##### Data shown

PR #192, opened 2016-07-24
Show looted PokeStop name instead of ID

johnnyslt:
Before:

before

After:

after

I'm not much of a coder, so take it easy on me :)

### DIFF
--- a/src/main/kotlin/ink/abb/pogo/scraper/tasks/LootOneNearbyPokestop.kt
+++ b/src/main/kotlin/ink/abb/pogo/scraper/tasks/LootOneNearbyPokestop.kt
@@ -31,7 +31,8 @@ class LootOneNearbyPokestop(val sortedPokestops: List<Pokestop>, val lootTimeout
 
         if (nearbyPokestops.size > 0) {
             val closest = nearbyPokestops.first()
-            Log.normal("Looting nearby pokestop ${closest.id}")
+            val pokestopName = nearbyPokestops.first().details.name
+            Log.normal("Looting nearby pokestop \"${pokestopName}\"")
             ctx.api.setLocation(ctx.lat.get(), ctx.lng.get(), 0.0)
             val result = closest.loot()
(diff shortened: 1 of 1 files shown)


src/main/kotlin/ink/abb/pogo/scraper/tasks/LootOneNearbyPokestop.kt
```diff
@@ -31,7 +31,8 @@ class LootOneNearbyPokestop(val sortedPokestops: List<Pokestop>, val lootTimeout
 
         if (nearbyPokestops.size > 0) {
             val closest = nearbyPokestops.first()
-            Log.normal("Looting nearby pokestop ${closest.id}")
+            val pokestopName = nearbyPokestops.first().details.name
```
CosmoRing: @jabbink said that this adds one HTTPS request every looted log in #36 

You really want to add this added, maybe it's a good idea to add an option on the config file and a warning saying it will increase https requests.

##########

**Task directions**
Before answering, count every line of the data that holds the word "kotlin"; the reply is that number only.

**Task result**
3